◆ Data for review
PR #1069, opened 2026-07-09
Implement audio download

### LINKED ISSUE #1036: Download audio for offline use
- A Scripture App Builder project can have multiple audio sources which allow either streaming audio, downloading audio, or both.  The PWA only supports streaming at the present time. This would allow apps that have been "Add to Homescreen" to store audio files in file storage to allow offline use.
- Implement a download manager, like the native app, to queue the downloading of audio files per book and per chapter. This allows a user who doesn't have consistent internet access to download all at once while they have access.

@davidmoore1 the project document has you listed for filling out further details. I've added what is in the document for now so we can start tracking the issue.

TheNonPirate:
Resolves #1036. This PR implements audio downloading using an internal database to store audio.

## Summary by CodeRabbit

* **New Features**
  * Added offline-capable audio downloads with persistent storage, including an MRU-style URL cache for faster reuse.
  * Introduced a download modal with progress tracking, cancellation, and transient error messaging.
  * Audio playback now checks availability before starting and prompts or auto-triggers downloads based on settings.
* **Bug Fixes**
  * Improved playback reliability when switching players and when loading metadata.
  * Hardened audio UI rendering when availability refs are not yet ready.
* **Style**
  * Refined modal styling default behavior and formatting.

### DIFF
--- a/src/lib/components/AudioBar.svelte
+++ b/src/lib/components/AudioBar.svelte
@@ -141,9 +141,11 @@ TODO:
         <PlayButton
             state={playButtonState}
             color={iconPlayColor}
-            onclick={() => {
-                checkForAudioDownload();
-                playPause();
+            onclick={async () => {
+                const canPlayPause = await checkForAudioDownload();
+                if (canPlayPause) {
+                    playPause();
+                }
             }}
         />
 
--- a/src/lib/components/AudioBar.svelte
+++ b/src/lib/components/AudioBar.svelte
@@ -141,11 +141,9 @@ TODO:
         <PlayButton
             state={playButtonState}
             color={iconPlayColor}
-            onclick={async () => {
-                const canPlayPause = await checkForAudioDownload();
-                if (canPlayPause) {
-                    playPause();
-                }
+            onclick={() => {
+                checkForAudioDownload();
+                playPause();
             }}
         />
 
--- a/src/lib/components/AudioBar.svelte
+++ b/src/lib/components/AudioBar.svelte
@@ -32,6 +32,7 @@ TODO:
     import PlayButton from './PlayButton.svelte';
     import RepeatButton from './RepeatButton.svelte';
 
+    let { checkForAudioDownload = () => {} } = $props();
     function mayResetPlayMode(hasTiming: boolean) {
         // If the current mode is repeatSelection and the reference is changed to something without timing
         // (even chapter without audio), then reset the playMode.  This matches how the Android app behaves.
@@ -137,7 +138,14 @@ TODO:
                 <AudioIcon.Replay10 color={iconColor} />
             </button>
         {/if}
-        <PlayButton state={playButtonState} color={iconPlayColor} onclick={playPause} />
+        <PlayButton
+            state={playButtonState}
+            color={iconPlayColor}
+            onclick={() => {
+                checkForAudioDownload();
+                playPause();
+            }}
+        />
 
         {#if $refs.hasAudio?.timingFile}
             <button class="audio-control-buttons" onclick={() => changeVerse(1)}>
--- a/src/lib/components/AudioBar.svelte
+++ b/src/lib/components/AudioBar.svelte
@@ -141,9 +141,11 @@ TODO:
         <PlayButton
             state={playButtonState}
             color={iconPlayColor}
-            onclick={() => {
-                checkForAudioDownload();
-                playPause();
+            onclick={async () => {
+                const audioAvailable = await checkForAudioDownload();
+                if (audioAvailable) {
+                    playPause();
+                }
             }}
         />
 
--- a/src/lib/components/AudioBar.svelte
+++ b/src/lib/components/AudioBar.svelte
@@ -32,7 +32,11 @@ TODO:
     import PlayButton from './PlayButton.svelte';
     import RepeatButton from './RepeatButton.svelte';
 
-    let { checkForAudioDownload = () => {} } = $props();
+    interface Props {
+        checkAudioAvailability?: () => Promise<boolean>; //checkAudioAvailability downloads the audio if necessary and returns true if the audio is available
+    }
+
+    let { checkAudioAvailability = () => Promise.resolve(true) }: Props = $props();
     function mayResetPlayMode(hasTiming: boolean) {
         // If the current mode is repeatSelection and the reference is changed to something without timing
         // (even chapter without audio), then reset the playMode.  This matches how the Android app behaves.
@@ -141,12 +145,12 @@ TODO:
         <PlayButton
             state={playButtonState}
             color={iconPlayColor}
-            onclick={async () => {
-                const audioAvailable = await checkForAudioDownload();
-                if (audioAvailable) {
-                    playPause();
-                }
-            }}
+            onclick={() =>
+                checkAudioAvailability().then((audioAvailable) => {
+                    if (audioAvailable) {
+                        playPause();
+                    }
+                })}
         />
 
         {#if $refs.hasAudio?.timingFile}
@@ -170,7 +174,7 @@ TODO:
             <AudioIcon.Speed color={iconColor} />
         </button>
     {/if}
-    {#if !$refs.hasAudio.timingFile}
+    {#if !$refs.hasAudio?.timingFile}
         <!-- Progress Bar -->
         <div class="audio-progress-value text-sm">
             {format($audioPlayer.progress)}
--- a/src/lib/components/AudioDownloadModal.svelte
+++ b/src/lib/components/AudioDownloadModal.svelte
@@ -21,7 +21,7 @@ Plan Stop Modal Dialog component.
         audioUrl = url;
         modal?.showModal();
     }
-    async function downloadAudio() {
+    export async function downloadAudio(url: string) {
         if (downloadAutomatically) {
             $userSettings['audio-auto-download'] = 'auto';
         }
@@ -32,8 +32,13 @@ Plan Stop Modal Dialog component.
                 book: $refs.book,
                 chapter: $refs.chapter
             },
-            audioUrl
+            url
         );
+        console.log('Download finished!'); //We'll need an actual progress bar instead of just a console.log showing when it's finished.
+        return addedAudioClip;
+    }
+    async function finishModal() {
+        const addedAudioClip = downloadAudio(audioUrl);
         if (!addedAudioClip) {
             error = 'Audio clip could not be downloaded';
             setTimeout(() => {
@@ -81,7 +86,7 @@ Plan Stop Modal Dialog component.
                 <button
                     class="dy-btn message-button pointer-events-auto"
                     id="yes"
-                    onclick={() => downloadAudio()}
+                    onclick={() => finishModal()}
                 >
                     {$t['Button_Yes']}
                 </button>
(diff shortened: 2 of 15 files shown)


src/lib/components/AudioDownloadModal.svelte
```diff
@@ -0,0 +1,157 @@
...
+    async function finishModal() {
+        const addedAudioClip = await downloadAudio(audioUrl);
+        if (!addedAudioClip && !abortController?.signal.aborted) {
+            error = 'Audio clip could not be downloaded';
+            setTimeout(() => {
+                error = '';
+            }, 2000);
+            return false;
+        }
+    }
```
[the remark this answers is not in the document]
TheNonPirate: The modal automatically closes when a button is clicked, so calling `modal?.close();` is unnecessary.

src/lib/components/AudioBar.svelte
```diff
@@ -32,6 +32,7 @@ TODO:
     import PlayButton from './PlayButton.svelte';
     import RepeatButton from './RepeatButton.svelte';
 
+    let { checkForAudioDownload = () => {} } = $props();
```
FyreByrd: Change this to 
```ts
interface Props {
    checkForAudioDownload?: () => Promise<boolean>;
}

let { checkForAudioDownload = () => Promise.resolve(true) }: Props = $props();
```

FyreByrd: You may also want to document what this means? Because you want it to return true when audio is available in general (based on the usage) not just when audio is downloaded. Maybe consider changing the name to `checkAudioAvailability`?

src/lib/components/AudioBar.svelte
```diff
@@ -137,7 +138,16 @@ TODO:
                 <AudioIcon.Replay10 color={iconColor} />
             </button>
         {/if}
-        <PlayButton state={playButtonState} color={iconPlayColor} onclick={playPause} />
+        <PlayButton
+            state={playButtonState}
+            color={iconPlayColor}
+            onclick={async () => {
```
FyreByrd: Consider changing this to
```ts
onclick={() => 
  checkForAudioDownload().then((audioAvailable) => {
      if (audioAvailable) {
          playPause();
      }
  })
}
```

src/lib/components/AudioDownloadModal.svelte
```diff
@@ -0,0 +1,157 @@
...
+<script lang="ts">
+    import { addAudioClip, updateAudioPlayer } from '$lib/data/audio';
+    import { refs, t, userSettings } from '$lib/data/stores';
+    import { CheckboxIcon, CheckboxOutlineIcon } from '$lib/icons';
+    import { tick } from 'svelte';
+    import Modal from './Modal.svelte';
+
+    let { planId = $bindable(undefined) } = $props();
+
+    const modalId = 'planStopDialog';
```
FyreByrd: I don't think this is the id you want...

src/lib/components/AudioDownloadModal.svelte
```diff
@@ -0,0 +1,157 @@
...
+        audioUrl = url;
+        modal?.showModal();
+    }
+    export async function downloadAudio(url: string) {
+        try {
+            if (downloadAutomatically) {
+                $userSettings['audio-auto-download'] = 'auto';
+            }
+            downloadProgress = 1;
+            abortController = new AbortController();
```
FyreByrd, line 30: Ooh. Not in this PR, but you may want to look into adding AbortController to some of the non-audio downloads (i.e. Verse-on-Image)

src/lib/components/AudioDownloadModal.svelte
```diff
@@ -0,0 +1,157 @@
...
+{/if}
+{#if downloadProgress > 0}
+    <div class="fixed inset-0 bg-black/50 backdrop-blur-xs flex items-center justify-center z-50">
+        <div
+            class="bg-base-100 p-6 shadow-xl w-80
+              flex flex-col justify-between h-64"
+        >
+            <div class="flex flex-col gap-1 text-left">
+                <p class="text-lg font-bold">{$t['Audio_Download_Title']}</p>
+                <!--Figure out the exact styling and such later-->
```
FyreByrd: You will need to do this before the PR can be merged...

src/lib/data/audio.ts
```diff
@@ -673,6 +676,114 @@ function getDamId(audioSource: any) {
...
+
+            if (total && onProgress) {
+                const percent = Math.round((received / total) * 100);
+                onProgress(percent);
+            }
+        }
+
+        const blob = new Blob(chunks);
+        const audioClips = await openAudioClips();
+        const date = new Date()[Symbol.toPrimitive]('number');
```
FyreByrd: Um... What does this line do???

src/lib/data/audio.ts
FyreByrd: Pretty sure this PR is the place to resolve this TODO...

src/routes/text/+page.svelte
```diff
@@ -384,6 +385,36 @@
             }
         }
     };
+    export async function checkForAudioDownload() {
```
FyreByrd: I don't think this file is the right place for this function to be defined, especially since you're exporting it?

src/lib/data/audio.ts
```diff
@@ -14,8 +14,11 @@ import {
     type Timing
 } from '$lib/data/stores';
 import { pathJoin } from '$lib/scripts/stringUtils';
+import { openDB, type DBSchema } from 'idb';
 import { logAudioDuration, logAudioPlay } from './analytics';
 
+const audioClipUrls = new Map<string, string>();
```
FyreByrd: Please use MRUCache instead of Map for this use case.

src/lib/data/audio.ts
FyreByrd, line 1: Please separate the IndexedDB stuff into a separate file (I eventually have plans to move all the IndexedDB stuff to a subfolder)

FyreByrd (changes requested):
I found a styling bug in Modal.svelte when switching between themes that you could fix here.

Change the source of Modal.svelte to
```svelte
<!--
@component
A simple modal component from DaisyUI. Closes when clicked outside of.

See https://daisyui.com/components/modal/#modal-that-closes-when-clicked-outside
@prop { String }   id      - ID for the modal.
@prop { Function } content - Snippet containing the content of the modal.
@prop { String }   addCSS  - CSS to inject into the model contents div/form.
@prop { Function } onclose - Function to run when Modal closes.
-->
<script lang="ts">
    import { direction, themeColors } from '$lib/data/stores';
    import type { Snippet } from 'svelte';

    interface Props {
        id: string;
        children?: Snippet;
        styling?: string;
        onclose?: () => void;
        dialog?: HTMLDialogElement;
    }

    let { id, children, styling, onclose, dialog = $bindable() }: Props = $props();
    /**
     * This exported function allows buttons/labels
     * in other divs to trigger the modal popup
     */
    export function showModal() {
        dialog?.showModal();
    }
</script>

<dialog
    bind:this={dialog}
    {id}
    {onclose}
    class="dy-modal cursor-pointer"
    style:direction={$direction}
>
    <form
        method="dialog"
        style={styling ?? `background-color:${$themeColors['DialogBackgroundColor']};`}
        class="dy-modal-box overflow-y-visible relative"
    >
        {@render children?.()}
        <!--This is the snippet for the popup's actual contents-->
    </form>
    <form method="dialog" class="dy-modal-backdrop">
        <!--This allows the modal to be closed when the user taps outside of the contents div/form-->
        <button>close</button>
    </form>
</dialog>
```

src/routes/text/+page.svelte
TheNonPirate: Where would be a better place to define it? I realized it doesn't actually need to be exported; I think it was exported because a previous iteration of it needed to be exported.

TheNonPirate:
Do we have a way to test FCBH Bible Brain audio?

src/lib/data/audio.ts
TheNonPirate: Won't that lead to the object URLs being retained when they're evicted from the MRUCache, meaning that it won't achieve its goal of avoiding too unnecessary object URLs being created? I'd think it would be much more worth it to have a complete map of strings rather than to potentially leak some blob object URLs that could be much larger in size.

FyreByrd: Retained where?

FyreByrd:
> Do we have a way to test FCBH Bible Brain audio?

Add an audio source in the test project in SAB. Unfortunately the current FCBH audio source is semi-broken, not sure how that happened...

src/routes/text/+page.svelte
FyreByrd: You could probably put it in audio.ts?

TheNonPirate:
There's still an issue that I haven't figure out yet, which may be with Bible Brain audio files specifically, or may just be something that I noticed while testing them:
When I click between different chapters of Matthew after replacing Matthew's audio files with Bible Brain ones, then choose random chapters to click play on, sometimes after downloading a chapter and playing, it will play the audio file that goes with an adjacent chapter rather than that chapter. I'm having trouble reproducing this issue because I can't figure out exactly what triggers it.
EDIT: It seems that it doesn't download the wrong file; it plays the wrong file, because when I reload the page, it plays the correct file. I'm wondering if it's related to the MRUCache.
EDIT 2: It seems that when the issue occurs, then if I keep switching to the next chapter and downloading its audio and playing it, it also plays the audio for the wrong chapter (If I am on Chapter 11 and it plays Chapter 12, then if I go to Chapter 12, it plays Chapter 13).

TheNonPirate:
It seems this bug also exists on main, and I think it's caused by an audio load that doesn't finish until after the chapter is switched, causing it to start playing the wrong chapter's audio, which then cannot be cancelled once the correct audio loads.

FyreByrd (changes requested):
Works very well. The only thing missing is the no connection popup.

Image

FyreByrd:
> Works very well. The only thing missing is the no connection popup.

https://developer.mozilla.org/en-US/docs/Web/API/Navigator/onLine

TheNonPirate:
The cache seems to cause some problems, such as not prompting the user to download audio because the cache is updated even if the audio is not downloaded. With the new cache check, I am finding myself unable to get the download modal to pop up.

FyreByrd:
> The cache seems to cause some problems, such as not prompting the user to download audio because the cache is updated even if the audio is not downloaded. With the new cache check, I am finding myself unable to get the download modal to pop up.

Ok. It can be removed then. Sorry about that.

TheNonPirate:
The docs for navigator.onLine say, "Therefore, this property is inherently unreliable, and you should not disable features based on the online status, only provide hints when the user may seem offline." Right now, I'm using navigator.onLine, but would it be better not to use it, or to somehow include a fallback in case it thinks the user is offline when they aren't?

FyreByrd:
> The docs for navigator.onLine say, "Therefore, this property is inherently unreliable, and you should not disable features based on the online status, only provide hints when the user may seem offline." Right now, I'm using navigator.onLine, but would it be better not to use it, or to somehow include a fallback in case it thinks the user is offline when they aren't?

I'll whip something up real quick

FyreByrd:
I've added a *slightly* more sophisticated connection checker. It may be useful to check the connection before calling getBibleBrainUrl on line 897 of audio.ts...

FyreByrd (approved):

...

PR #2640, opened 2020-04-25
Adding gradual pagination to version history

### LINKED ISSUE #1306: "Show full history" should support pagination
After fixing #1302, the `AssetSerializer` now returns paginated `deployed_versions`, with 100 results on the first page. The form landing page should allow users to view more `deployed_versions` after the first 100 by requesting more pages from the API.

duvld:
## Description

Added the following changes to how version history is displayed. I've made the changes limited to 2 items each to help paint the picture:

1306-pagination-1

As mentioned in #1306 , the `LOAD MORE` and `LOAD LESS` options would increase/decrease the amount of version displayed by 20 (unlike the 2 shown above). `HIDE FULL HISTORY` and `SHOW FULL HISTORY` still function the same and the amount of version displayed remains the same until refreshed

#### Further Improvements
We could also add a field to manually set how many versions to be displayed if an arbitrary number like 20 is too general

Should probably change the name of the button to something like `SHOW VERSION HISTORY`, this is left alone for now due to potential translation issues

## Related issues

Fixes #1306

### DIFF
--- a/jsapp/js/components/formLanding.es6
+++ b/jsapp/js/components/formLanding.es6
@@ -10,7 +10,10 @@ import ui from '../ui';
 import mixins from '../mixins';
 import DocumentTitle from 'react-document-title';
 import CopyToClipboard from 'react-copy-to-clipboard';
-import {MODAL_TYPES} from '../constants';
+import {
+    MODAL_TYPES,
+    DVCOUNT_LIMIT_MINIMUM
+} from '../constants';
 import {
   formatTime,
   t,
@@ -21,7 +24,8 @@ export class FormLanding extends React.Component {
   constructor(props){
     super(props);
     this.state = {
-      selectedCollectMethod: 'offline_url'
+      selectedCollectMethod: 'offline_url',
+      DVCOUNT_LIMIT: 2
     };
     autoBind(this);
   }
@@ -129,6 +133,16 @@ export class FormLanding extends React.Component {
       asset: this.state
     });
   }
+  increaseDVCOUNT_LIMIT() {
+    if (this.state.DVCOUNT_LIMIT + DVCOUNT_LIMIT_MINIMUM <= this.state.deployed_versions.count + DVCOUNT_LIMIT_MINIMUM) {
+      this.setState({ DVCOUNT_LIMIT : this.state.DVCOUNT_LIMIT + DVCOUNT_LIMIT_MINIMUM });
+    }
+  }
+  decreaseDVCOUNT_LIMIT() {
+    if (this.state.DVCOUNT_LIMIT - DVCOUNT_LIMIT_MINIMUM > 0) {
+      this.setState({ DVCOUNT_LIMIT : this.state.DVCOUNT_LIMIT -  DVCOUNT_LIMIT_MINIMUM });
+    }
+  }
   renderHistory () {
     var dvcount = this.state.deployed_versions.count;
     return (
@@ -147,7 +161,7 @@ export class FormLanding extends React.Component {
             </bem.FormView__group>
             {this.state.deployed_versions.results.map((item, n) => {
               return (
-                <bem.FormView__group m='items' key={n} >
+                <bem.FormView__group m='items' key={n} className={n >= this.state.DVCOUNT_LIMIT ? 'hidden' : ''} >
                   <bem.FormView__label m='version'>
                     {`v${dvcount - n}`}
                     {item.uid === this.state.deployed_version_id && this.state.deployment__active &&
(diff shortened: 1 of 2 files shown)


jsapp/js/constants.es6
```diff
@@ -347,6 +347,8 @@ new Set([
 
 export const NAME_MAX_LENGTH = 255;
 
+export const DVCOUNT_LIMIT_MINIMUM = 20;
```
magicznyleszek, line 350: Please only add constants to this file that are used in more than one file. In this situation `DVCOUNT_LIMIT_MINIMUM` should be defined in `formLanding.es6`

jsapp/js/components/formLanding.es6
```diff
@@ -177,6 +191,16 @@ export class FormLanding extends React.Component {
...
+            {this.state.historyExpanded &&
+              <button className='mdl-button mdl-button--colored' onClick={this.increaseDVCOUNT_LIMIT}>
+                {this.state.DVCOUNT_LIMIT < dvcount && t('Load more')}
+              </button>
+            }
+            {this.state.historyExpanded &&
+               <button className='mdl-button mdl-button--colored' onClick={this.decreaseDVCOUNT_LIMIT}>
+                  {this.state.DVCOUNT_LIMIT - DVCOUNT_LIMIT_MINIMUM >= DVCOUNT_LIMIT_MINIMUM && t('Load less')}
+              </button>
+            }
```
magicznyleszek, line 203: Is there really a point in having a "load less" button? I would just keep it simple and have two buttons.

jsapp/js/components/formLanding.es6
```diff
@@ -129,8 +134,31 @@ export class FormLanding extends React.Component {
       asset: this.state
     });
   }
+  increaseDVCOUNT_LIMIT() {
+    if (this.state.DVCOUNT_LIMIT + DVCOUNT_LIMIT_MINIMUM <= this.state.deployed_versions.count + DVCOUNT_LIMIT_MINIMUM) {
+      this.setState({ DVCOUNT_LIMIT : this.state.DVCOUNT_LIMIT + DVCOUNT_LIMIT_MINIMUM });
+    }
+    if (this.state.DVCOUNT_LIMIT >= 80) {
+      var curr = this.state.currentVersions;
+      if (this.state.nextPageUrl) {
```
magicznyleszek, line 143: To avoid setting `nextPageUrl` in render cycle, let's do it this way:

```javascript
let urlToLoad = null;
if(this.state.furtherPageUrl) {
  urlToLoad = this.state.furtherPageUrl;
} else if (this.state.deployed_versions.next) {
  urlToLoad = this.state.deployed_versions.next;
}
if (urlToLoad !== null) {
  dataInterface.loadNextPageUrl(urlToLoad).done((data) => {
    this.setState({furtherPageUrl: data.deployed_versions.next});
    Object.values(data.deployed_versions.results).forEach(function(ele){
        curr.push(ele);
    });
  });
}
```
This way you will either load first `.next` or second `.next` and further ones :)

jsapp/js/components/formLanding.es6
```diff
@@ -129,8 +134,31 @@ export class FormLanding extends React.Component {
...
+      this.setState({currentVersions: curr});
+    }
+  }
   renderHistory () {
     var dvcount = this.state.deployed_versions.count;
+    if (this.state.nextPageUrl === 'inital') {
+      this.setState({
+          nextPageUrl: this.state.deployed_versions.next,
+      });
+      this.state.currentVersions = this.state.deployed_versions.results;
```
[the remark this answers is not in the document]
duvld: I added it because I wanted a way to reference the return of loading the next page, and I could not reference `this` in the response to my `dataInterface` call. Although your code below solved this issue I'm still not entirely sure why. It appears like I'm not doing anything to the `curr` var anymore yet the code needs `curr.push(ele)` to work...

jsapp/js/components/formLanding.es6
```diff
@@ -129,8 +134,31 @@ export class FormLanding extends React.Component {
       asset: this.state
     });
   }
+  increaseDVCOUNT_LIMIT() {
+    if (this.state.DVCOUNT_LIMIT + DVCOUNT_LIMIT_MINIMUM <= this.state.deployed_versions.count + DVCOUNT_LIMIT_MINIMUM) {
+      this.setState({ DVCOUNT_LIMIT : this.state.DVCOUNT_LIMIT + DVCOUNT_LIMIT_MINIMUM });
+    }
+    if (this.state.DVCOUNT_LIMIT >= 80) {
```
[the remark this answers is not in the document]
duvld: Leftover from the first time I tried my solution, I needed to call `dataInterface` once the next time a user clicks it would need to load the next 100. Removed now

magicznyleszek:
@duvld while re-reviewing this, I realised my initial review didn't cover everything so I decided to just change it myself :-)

◆ Goal of the exercise
Return every line from the entries above that includes the word "Please".

◆ Output
FyreByrd: Please use MRUCache instead of Map for this use case.
FyreByrd, line 1: Please separate the IndexedDB stuff into a separate file (I eventually have plans to move all the IndexedDB stuff to a subfolder)
magicznyleszek, line 350: Please only add constants to this file that are used in more than one file. In this situation `DVCOUNT_LIMIT_MINIMUM` should be defined in `formLanding.es6`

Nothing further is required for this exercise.